-- Given records follows --

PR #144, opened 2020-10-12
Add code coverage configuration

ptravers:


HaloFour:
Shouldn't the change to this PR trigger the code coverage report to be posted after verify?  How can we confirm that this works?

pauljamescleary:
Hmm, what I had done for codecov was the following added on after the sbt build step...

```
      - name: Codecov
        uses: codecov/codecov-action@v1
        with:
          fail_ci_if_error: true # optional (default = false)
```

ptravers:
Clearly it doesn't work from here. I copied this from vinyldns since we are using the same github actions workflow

-- Given records concluded --
-- Given records follows --

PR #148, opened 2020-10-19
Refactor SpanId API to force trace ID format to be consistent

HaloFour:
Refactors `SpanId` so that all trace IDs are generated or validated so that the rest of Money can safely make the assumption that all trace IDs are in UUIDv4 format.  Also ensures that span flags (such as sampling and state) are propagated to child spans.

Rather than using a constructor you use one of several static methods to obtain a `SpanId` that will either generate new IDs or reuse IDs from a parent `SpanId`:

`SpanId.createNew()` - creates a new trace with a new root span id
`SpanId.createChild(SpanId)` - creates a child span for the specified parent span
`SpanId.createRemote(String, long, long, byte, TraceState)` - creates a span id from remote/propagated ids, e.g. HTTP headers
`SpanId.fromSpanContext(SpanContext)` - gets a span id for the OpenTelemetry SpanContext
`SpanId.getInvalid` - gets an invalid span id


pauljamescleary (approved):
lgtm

-- Given records concluded --

▶ About this task: All lines of the data above that include the word "opened" must be shown.

▶ Written answer:
PR #144, opened 2020-10-12
PR #148, opened 2020-10-19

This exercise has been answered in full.